|Efficiency Optimization Control of an IPMSM Drive System for Electric Vehicles (EVs)
Qin-Mu Wu, Yu Zhan, Mei Zhang, Xiang-Ping Chen*, and Wen-Ping Cao
International Journal of Control, Automation, and Systems, vol. 19, no. 8, pp.2716-2733, 2021
Abstract : Electric vehicles are a key technology to decarbonize the transport sector where interior permanent magnet synchronous motors (IPMSMs) are the best performer at the heart of the electrical drive system. In order to optimize their operational efficiency, the model-based method associated with parameter identification is widely adopted. However, efficiency optimization and parameter identification in the existing methods are implemented independently by different strategies in a sequential execution manner, which does not produce an optimized systemlevel solution. In this paper, the two methods are combined to deal with a constrained optimization problem in an IPMSM drive. Firstly, the problem is converted into a variational problem based on the variational principle and projection dynamic theory. Then, a unified projection dynamic equation (UPDE) is used to estimate the parameters and determine the solution of optimal current (OC) of the IPMSM. Further, a recursive neural network (RNN)

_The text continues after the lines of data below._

PR #1239, opened 2016-09-24
Perf improvements

victorporof:
Fixes https://github.com/mozilla/tofino/issues/1197 and https://github.com/mozilla/tofino/issues/1196 and a few other things. See my email to tofino-dev for more info.

Issue #1193, opened 2016-09-20
Write tests for the new frontend


victorporof:
We have no tests. We're bad people.

victorporof:
I bet we can migrate over at least some of the old tests.

victorporof:
Duping to https://github.com/mozilla/tofino/issues/1519

PR #1257, opened 2016-09-27
Implement pinned tabs

victorporof:
Fixes https://github.com/mozilla/tofino/issues/1204

Depends on https://github.com/mozilla/tofino/pull/1239

@Mossop you wanted this the most so please take a look and see if the functionality you need is there. Double-clicking will pin a tab.

@bgrins UI stuff.

screen shot 2016-09-27 at 5 30 52 pm


bgrins:
First impression on usage:

* double clicking to pin is quick and works for now without context menu
* In FF you can't close a pinned tab with ctrl+w, but it does close here

Mossop:
This looks nice and it's interesting that you can use it as a hacky way to reorder your tabs.

One feature that is missing that we could do in a follow-up is that in Firefox clicking a link that is to a different domain always opens a new tab.

app/ui/browser-modern/model/pages.js
```diff
@@ -13,15 +13,22 @@ specific language governing permissions and limitations under the License.
...
-  // We're using separate Map and List immutables instead of an OrderedMap,
+  // We're using separate Map, Set and List immutables instead of an OrderedMap,
   // because passing in only ids to certain components will guarantee an
   // easy way of avoiding re-renders. A single sorted data structure containing
   // all pages will trigger unwanted re-renders when a sequence of pages is
   // needed (e.g. rendering a tab bar) but certain properties that don't matter
   // on those pages change (e.g. a page `meta` property that's not relevant).
   // Since we want to avoid deep equality checks and rely on shallow comparison,
-  // mapping wouldn't be an option either since it creates new objects.
+  // mapping or getting keys aren't viable option either since those operations
```
bgrins: 'options'

app/ui/browser-modern/reducers/pages.js
```diff
@@ -171,6 +187,18 @@ function setPageState(state, pageId, pageState) {
   });
 }
 
+function setPageUIState(state, pageId, pageUIState) {
+  return state.withMutations(mut => {
+    for (const [key, value] of Object.entries(pageUIState)) {
+      if (!(key in PageUIState.prototype)) {
+        logger.warn(`Skipping setting of \`${key}\` on page state.`);
```
bgrins: Is there an expected scenario where this would happen?  Just wondering if we should instead throw in this case to make sure setting invalid values doesn't creep into the codebase.

app/ui/browser-modern/views/browser/tabbar/tab-pointer-area.jsx
```diff
@@ -44,11 +44,14 @@ class TabPointerArea extends Component {
 
   render() {
     return (
+      /* eslint-disable jsx-a11y/no-static-element-interactions */
```
bgrins: Uber nit: this comment is unbalanced (one is inside of the paren and the other afterwards)

app/ui/browser-modern/views/browser/tabbar/tab.jsx
```diff
@@ -124,14 +125,16 @@ Tab.displayName = 'Tab';
...
+  isPinned: PropTypes.bool.isRequired,
   isActive: PropTypes.bool.isRequired,
   isBeforeActive: PropTypes.bool.isRequired,
   isAfterActive: PropTypes.bool.isRequired,
 };
 
 function mapStateToProps(state, ownProps) {
   const page = PagesSelectors.getPageById(state, ownProps.pageId);
-  const pageIndex = PagesSelectors.getPageIndexById(state, ownProps.pageId);
+  const pageIndex = page ? PagesSelectors.getPageIndexById(state, ownProps.pageId) : -1;
```
bgrins: Why was `: -1` added here?

app/ui/browser-modern/views/browser/tabbar/tab.jsx
```diff
@@ -81,38 +85,35 @@ class Tab extends Component {
...
     } else {
       this.props.dispatch(PageActions.setSelectedPage(this.props.pageId));
     }
   }
 
-  handleTabClose = e => {
-    this.props.dispatch(PageEffects.destroyPageSession(this.props.pageId));
-    e.stopPropagation();
+  handleTabDoubleClick = () => {
+    this.props.dispatch((dispatch, getState) => {
```
bgrins: Why do we need to get the state and run the selector here?  `this.props.isPinned` should be up to date here, right?

So we could do this instead:

    if (this.props.isPinned) {
      this.props.dispatch(PageActions.setPagePinned(this.props.pageId));
    } else {
      this.props.dispatch(PageActions.setPageUnpinned(this.props.pageId));
    }

app/ui/browser-modern/views/browser/tabbar/tab.jsx
bgrins: aka, what's the case where page will be falsy?

app/ui/browser-modern/model/pages.js
victorporof: Yup!

app/ui/browser-modern/reducers/pages.js
victorporof: Not at the moment, and you have a good point. Will update.

app/ui/browser-modern/views/browser/tabbar/tab-pointer-area.jsx
victorporof: Thank you! This is the exact sort of thing that would make my eye twitch.

app/ui/browser-modern/views/browser/tabbar/tab.jsx
victorporof: Correct, this should never happen. There are cases in other places where there might be  no selected tab momentarily, between when closing the last tab and replacing it with a new one. But not here.

app/ui/browser-modern/views/browser/tabbar/tab.jsx
victorporof: Good catch!

victorporof:
Thanks for the fantastic review Brian, as always.

No testing strategy yet, just moving on as we have so far. Will have one soon part of https://github.com/mozilla/tofino/issues/1193

victorporof:
Landed!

corresponding to the UPDE is developed to implement the developed fast efficiency optimization of the IPMSM drive. The results of simulation experiments show the proposed method is effective to identify motor parameters and determine the OC of the drive system rapidly and accurately. Thus, it can rapidly realize efficiency optimization of an IPMSM drive-system. Because the designed RNN can be easily implemented in the hardware, such as a field-programmable gate array (FPGA) or dedicated neural network chip, the method can achieve instantaneous efficiency optimization of the IPMSM drive system and therefore improve the widespread application of IPMSMs in EVs.
Current optimization, electric vehicles (EVs), interior permanent magnet synchronous motors (IPMSMs), parameter identification, recursive neural network.